A jabuticaba sempre foi um referencial de Cachoeira do Campo, cujos quintais se destacavam, de longe, pelas copas arredondadas das centenárias jabuticabeiras. Infelizmente, a paisagem tem sido alterada com o desaparecimento de tais copas, como sequela do mercado imobiliário. Se tivéssemos uma política mais voltada para os valores locais, em todos os sentidos, por certo que as jabuticabeiras, tão presentes em toda a região, não somente em Cachoeira do Campo, estariam de alguma maneira também presentes nas considerações dos senhores políticos. Em outro município, as jabuticabeiras seriam alvo de alguma medida de proteção. Mas, a política ouro-pretana é dominada por cabeças-de-bagre, que só têm olhos para o distrito-sede e seus monumentos. O que há no interior do município não tem valor, não merece sua atenção. As coisas aqui se perdem por puro descaso!
As doces “pretinhas” sempre foram apreciadas, e, antes de Cachoeira do Campo se despertar para o desenvolvimento, que agora ocorre, elas eram pretexto para uma visita daqueles que daqui partiram em busca de algo mais, que o torrão natal não podia proporcionar. Fora isso, a jabuticaba era mais uma curiosidade e extravagância da natureza, que nunca havia despertado o mínimo interesse econômico. Servia como passatempo nas noites quentes, quando nada havia para fazer, e, grupos se formavam para incursões em quintais alheios, onde as jabuticabas pareciam mais saborosas do que as que colhíamos em nossos domínios. Quando regressávamos às nossas casas, descobríamos que outros faziam o mesmo em nosso quintal. Mas, nada de cestas ou sacolas cheias. Cada um consumia diretamente da árvore o que aguentava e, pronto: no máximo algumas nos bolsos para completar a “farra”. Nada de depredações ou qualquer tipo de dano aos proprietários “visitados”, e muito menos, insultos ou agressões contra os mesmos, quando os “visitantes” eram apanhados em flagrante. O comércio da fruta limitava-se à “venda” dos pés de jabuticaba, modalidade em que o comprador podia colher toda a produção ou quase toda de determinada árvore, facilitando a limpeza do quintal, pois se o proprietário não tinha condições de consumir tudo, as frutas viravam vinagre quando caiam ao chão.
Hoje, além daqueles que entram pela porta da frente e as compram, elas são disputadas também a tapas por fedelhos e marmanjos que invadem quintais, na maior “cara-de-pau”, diante dos donos desafiados com toda a sorte de insultos e ameaças.
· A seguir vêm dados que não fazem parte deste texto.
PR #463, opened 2022-07-07
Modify `FYToken.sol` to be ERC-5095 compliant

### LINKED ISSUE #451: Implement fyToken.sol as a 5095
[EIP5095](https://github.com/ethereum/EIPs/pull/5095) is still in draft form, but the feeling is that it's current incarnation is not very far from Final. A fyToken implementation would allow us and others in the EIP group to find out the suitability of the standard.

Please use foundry for this.

Sabnock01:
This PR is for the ERC-5095 compliant implementation of `FYToken.sol`. Closes #451


Sabnock01:
This is a very rough draft of the implementation. 

Things to be most likely added/modified: 

- Tests (could include the migration of the FYToken tests to Foundry also in this PR)
- We could make an interface or abstract contract for ERC5095 like the others in `yield-utils-v2`
- Logic in `withdraw` and `redeem` will likely need fixing (The previous logic of `redeem` looks more similar to how `withdraw` is implemented in ERC-5095)

Thoughts on these?

packages/foundry/contracts/FYToken.sol
```diff
@@ -118,15 +140,54 @@ contract FYToken is IFYToken, IERC3156FlashLender, AccessControl, ERC20Permit, C
         accrual_ = accrual_ >= 1e18 ? accrual_ : 1e18; // The accrual can't be below 1 (with 18 decimals)
     }
 
+    ///@dev returns the maximum redeemable amount for the address holder in terms of the principal
+    function maxRedeem(address holder) public view returns (uint256 maxPrincipalAmount) {
+        return _balanceOf[holder];
+    }
+
+    ///@dev returns the amount of underlying redeemable in terms of the principal
+    function previewRedeem(uint256 principalAmount) public view returns (uint256 underlyingAmount) {
```
devtooligan, line 149: this should revert before maturity

packages/foundry/contracts/FYToken.sol
```diff
@@ -118,15 +140,54 @@ contract FYToken is IFYToken, IERC3156FlashLender, AccessControl, ERC20Permit, C
...
+
     /// @dev Burn fyToken after maturity for an amount that increases according to `chi`
     /// If `amount` is 0, the contract will redeem instead the fyToken balance of this contract. Useful for batches.
-    function redeem(address to, uint256 amount) external override afterMaturity returns (uint256 redeemed) {
-        uint256 amount_ = (amount == 0) ? _balanceOf[address(this)] : amount;
-        _burn(msg.sender, amount_);
-        redeemed = amount_.wmul(_accrual());
-        join.exit(to, redeemed.u128());
+    function redeem(uint256 principalAmount, address receiver, address holder) external override afterMaturity returns (uint256 underlyingAmount) {
+        uint256 amount_ = (principalAmount == 0) ? _balanceOf[address(this)] : principalAmount;
```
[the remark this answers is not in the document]
devtooligan: upon further thought, i kinda of like the overload, because if you use type(uint).max (or zero) for something else, then it kinda breaks the whole concept that preview should show exactly what is being redeemed (but at the same time, preview should ignore how much the caller actually holds)

packages/foundry/contracts/FYToken.sol
```diff
@@ -118,15 +140,54 @@ contract FYToken is IFYToken, IERC3156FlashLender, AccessControl, ERC20Permit, C
...
+        emit Redeemed(holder, receiver, amount_, underlyingAmount);
+    }
+
+    ///@dev returns the maximum withdrawable amount for the address holder in terms of the underlying
+    function maxWithdraw(address holder) public view returns (uint256 maxUnderlyingAmount) {
+        return _convertToUnderlying(_balanceOf[holder]);
+    }
+
+    ///@dev returns the amount of the principal withdrawable in terms of the underlying
+    function previewWithdraw(uint256 underlyingAmount) public view returns (uint256 principalAmount) {
```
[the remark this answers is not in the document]
devtooligan: visibility sb external not public

packages/foundry/contracts/FYToken.sol
```diff
@@ -118,15 +140,54 @@ contract FYToken is IFYToken, IERC3156FlashLender, AccessControl, ERC20Permit, C
...
+        return _previewWithdraw(underlyingAmount);
+    }
+
+    ///@dev returns the amount of underlying redeemable in terms of the principal
+    function _previewWithdraw(uint256 underlyingAmount) private view returns (uint256 principalAmount) {
```
devtooligan, line 180: we generally prefer internal to private, more flexible

packages/foundry/contracts/FYToken.sol
devtooligan: visibility sb external when calling an internal fn

packages/foundry/contracts/FYToken.sol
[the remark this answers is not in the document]
devtooligan: it sb a overloaded external fn that looks up the callers bal and then passes it in to the users ...

if we go this route, then redeem / withdraw sb external fns that call internal fns -- this is different than the implementation we did but i think thats right https://github.com/yieldprotocol/ERC5095/pull/1/files

packages/foundry/contracts/FYToken.sol
```diff
@@ -118,15 +140,54 @@ contract FYToken is IFYToken, IERC3156FlashLender, AccessControl, ERC20Permit, C
...
+        return _convertToPrincipal(underlyingAmount);
```
devtooligan, line 181: this sb exactly the same fn as redeem, but instead of "they give us a certain principal to redeem x underlying" its "they give us x principal to redeem a certain amount of underlying" so this should have the same calcs w accrual as redeem so:

```solidity
     principalAmount = underlyingAmount.wdiv(_accrual());
```

packages/foundry/contracts/FYToken.sol
```diff
@@ -86,6 +86,28 @@ contract FYToken is IFYToken, IERC3156FlashLender, AccessControl, ERC20Permit, C
         emit FlashFeeFactorSet(flashFeeFactor_);
     }
 
+    ///@dev Converts the amount of the principal to the underlying
```
devtooligan, line 89: note for above: @alcueca mentioned we want to start moving the interfaces out of that `vault-interfaces` repo and into the repo of the contract.  this might be a time to start that and move the IFYToken file to this repo

devtooligan:
@Sabnock01 great first draft!

please take a look at our implementation and try to model it on that: https://github.com/yieldprotocol/ERC5095/pull/1/files  esp read some of the comments about reverting etc.  u can use the modifier if u want, or inline it, i dont have a strong preference personally.

although, in that version we made redeem/withdraw public fns and the previews were external+internal....but looking at this one, I almost feel like it should be the opposite.  or else both external+internal....  lets get everything else working and we can make the call on teh public vs external+internal later

_needs tests_ as you noted.  lets get some unit tests in on the next pass

fyi -- i didn't dig deeper or review carefully the `amount_.wmul(_accrual())` math -- i just assumed you ported it over correctly

> We could make an interface or abstract contract for ERC-5095 like the others in yield-utils-v2
@Sabnock01 what do u mean by this? i'm interested

devtooligan:
> Moreover logic between IFYToken.sol's redeem and the ERC-5095's redeem needs addressing such that the function signatures do not conflict. I'm thinking we could just change the signature in IFYToken.sol to be the same as ERC-5095?

If we go with my proposed solution (overload `redeem()`) then we don't need to change this AND we stay backwards compatible...(we would need to add a second `redeem()` to the interface though)

Sabnock01:
> > We could make an interface or abstract contract for ERC-5095 like the others in yield-utils-v2
> 
> 
> @Sabnock01 what do u mean by this? i'm interested

Pretty much the exact file of yours you linked to of ERC5095. Similar to ERC20Permit, inherited by `FYToken.sol`. 
But wouldn't that be better fit in `yield-utils-v2` similar to `ERC20.sol` or `ERC20Permit.sol`?

packages/foundry/contracts/FYToken.sol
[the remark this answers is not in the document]
alcueca: So, this is one of my dirty hacks, to allow the fyToken to redeem what was sent to it, without necessarily having to know how much is it.

In a batch, when we burn some pool tokens, we might want to redeem the fyToken part if it is mature, but it will be impossible to know exactly how much is that.

I think that a second `function redeem(address receiver) external afterMaturity returns (uint256 underlyingAmount)` is indeed much cleaner. The Ladle doesn't ever call `redeem` itself (please check!), so we could get away with refactoring it and letting the frontend guys know.

packages/foundry/contracts/FYToken.sol
```diff
@@ -118,15 +140,54 @@ contract FYToken is IFYToken, IERC3156FlashLender, AccessControl, ERC20Permit, C
...
+    }
+
+    ///@dev returns the amount of underlying redeemable in terms of the principal
+    function previewRedeem(uint256 principalAmount) public view returns (uint256 underlyingAmount) {
+        return _previewRedeem(principalAmount);
+    }
+
+    ///@dev returns the amount of underlying redeemable in terms of the principal
+    function _previewRedeem(uint256 principalAmount) private view returns (uint256 underlyingAmount) {
+        return _convertToUnderlying(principalAmount);
```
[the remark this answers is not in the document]
Sabnock01: `return _convertToUnderlying(principalAmount.wmul(_accrual()));`?

packages/foundry/contracts/FYToken.sol
Sabnock01: Created.

Sabnock01:
There is still some logic to implement. (I noticed I hadn't implemented tests for the `IERC5095.sol` logic yet and keep getting `"EvmError: Revert"` when I try to call those functions in the tests; will continue looking into it) Nonetheless, I figure this is probably a good spot to give it another review since all of the former testing logic has now been converted. 

But other than that the only things left should be: 
1. Correct `redeem`(new logic) if need be
2. Write the tests for the new logic

packages/foundry/contracts/FYToken.sol
```diff
@@ -86,6 +86,36 @@ contract FYToken is IFYToken, IERC3156FlashLender, AccessControl, ERC20Permit, C
...
+    }
+
+    ///@dev Converts the amount of the principal to the underlying
+    ///Before maturity, returns amount as if at maturity.
+    function _convertToUnderlying(uint256 principalAmount) internal returns (uint256 underlyingAmount) {
+        if (chiAtMaturity == CHI_NOT_SET) {
+            return principalAmount;
+        } else {
+            return _accrual();
```
alcueca, line 100: Wouldn't this be `underlyingAmount.wmul(_accrual())`?

Does the EIP say anything about rounding?

Could you please code the unit tests that catch this bug first, and then fix it?

packages/foundry/contracts/FYToken.sol
```diff
@@ -118,6 +148,38 @@ contract FYToken is IFYToken, IERC3156FlashLender, AccessControl, ERC20Permit, C
...
+    }
+
+    ///@dev returns the amount of underlying redeemable in terms of the principal
+    function previewRedeem(uint256 principalAmount) external override beforeMaturity returns (uint256 underlyingAmount) {
+        return _previewRedeem(principalAmount);
+    }
+
+    ///@dev returns the amount of underlying redeemable in terms of the principal
+    function _previewRedeem(uint256 principalAmount) internal returns (uint256 underlyingAmount) {
+        underlyingAmount = principalAmount.wmul(_accrual());
```
alcueca, line 163: We probably want to use `_convertToUnderlying` here to avoid duplicating logic.

packages/foundry/contracts/FYToken.sol
```diff
@@ -118,6 +148,38 @@ contract FYToken is IFYToken, IERC3156FlashLender, AccessControl, ERC20Permit, C
...
+    function redeem(uint256 principalAmount, address receiver, address holder) external override afterMaturity returns (uint256 underlyingAmount) {
+        if (msg.sender != holder) {
+            uint256 allowed = _allowance[holder][msg.sender];
+
+            if (allowed != type(uint256).max) _allowance[holder][msg.sender] = allowed - principalAmount;
+        }
+
+        uint256 amount_ = (principalAmount == 0) ? _balanceOf[address(this)] : principalAmount;
+        _burn(holder, amount_);
+        underlyingAmount = amount_.wmul(_accrual());
```
alcueca, line 177: We probably want to use `_convertToUnderlying` here to avoid duplicating logic.

packages/foundry/contracts/FYToken.sol
```diff
@@ -129,6 +191,35 @@ contract FYToken is IFYToken, IERC3156FlashLender, AccessControl, ERC20Permit, C
...
     }
 
+    ///@dev returns the maximum withdrawable amount for the address holder in terms of the underlying
+    function maxWithdraw(address holder) external override returns (uint256 maxUnderlyingAmount) {
+        return _convertToUnderlying(_balanceOf[holder]);
+    }
+
+    ///@dev returns the amount of the principal withdrawable in terms of the underlying
+    function previewWithdraw(uint256 underlyingAmount) external override beforeMaturity returns (uint256 principalAmount) {
+        return _previewWithdraw(underlyingAmount);
```
alcueca, line 201: You can remove `_previewWithdraw` and use `_convertToPrincipal` here.

packages/foundry/contracts/FYToken.sol
```diff
@@ -129,6 +191,35 @@ contract FYToken is IFYToken, IERC3156FlashLender, AccessControl, ERC20Permit, C
...
+    ///@dev returns the amount of underlying redeemable in terms of the principal
+    function _previewWithdraw(uint256 underlyingAmount) internal returns (uint256 principalAmount) {
+        principalAmount = underlyingAmount.wdiv(_accrual());
+    }
+
+    function withdraw(uint256 underlyingAmount, address receiver, address holder) external override afterMaturity returns (uint256 principalAmount) {
+        if (msg.sender != holder) {
+            uint256 allowed = _allowance[holder][msg.sender];
+
+            if (allowed != type(uint256).max) _allowance[holder][msg.sender] = allowed - principalAmount;
```
alcueca, line 213: `principalAmount` will always be 0 here.

if `underlyingAmount` is 0, then we skip the allowance check and `principalAmount = _balanceOf[address(this)]`
else, we `principalAmount = _convertToPrincipal(underlyingAmount)` and then check for allowance of `principalAmount`

Could you please code the unit tests that catch this bug first, and then fix it?

alcueca (changes requested):
Caught a couple of bugs, and some things can be simplified a bit.

packages/foundry/contracts/FYToken.sol
Sabnock01: It would, yes.

packages/foundry/contracts/FYToken.sol
Sabnock01: I think I found another problem. If the allowance is subtracted before the call to burn, and say hypothetically the amount provided is the same as the allowance, then burn will revert on insufficient allowance since it checks it there.

Sabnock01: Since `_burn` checks the allowance and resets it internally, I think we can avoid this check.

alcueca: Good point

alcueca:
The logic looks solid to me, a few style fixes now, please:
We are mixing the naming conventions from the old fyToken.sol and EIP5095, let's move to the 5095 naming style completely:
`to` -> `receiver`
`from` -> `holder`
`amount` -> `principalAmount` or `underlyingAmount`
any others?

Also a few functions miss natspec, please add it.

packages/foundry/contracts/FYToken.sol
```diff
@@ -86,6 +86,36 @@ contract FYToken is IFYToken, IERC3156FlashLender, AccessControl, ERC20Permit, C
...
+        return _convertToPrincipal(underlyingAmount);
+    }
+
+    ///@dev Converts the amount of the underlying to the principal
+    ///Before maturity, returns amount as if at maturity.
+    function _convertToPrincipal(uint256 underlyingAmount) internal returns (uint256 princpalAmount) {
+        if (chiAtMaturity == CHI_NOT_SET) {
+            return underlyingAmount;
+        } else {
+            return underlyingAmount.wdiv(_accrual());
```
alcueca, line 115: `wmul` (used in `_convertToUnderlying`) and `wdiv` (used in `_convertToPrincipal`) both round down, meaning that `x != _convertToUnderlying(_convertToPrincipal(x))` and `x != _convertToPrincipal(_convertToUnderlying(x))`. Such double reversions happen in some integrations and could be troublesome.

In this case, we are fortunate because it is clear that if we round down on `_convertToUnderlying` and up on `_convertToPrincipal` we will always be rounding in favor of the contract, and the double reversions will match.

You can find `wdivup` in `utils-v2`.

alcueca (changes requested):
Just one change, which should be easy by now. Then we are done.

alcueca (approved):
Let's merge, and I'll announce this on the 5095 Discord (and maybe twitter) tonight.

O que conseguem furtar é vendido a preço exorbitante por litro mal medido. Devido às suas peculiaridades, a jabuticabeira pode ser considerada uma extravagância da natureza. Entre o nascimento da muda e a produção das primeiras frutas, o tempo mínimo é de dez anos. O tamanho, a robustez e a longevidade alcançada pela jabuticabeira sugerem frutos de natureza mais resistente, duráveis e até maiores. Entretanto, tudo é o contrário do que pede sua aparência. Desde as minúsculas flores amarelas, que envolvem o tronco e os galhos até as extremidades, a jabuticabeira só mostra delicadeza no cumprimento da função de perpetuação da espécie. Ao contrário de outras frutas, que pedem sol, a jabuticaba o dispensa e é mais saborosa quando sua maturação se dá com bastante chuva. Da floração à maturação completa são apenas quarenta dias e, para se azedar e cair são mais sete dias, no máximo. Depois de colhida, a jabuticaba não alcança vinte e quatro horas sem que se azede. Em menos de cinquenta dos trezentos e sessenta e quatro dias do ano, a jabuticabeira oferece a beleza da floração, do desenvolvimento das continhas verdes, da conversão destas em frágeis e negros receptáculos do néctar tão apreciado, fechando-se o ciclo com o prazer de saborear a fruta.